Maurie Markman, MD
In the cancer research domain, the expression therapeutic misconception
describes a situation in which patients mistakenly believe that the primary goal associated with their participation in a particular clinical trial is for the individual in question to attain clinical benefit. Rather, some academics and ethicists argue, the major intent of the strategy in actuality is to generate knowledge that may favorably impact the course of illness for future patients.
The aim of this commentary is not to debate the premise of this specific concept (with which this commentator strongly disagrees) but rather to highlight a different and potentially problematic therapeutic misconception now building within the oncology arena.
Amid the increasingly public discussion and often vigorous debate surrounding the general topic of precision cancer medicine, there appears to be a misconception—or one might even suggest a basic misunderstanding—of what the term is meant to imply. Some individuals seem to suggest that the term precision cancer medicine refers to a particular event or series of events whose occurrence would permit one to declare that, “The era of precision cancer medicine has arrived.”

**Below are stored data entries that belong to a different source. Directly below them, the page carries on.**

PR #3019, opened 2026-07-08
Port zero precision guard clause

### LINKED ISSUE #3015: Wrapper Estimator ZeroDivisionError
## Summary
Specifying 0 as your precision in the run level input on the wrapper estimator will cause a `ZeroDivisionError`. This is because it calculates the shots from the precision on the client side and never ported the guard clause.

leonapivato:
Fixes #3015 

### DIFF
--- a/qiskit_ibm_runtime/executor_estimator/utils.py
+++ b/qiskit_ibm_runtime/executor_estimator/utils.py
@@ -150,7 +150,7 @@ def resolve_precision(
         IBMInputValueError: If pubs have different precision values.
     """
     # Extract precision from pubs
-    pub_precisions = {pub.precision or run_precision for pub in pubs}
+    pub_precisions = {pub.precision if pub.precision is not None else run_precision for pub in pubs}
 
     if len(pub_precisions) != 1:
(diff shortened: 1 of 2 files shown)


qiskit_ibm_runtime/executor_estimator/utils.py
```diff
@@ -150,15 +150,18 @@ def resolve_precision(
...
+    pub_precisions = {pub.precision if pub.precision is not None else run_precision for pub in pubs}
 
     if len(pub_precisions) != 1:
         raise IBMInputValueError(
             f"All pubs must have the same precision. Found: {pub_precisions}"
             "(possibly via the run provided precision parameter)"
         )
 
-    return next(iter(pub_precisions))
+    if (precision := next(iter(pub_precisions))) == 0:
```
TsafrirA: Let's check that it's greater than zero then.

TsafrirA (commented):
Nice!
Your error message says that it must be larger than zero, but you check only equality. Let's check for negative values as well.

TsafrirA (approved):
Thank you!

Unfortunately, and quite similar to the profoundly flawed War on Cancer rhetoric, defining precision cancer medicine in this manner promises a biologically unattainable outcome—as in “August 17, 20xx was the day we were able to declare victory in our battle against cancer.”
When viewed in this manner, the limitations of where we are now and the flawed premise of the basic concept become clear, as medical oncologist Mikkael A. Sekeres noted recently in a commentary in The New York Times
For how can one objectively suggest that precision cancer medicine will “cure” any cancer—or even substantially alter the course of most malignancies—in the relatively near future?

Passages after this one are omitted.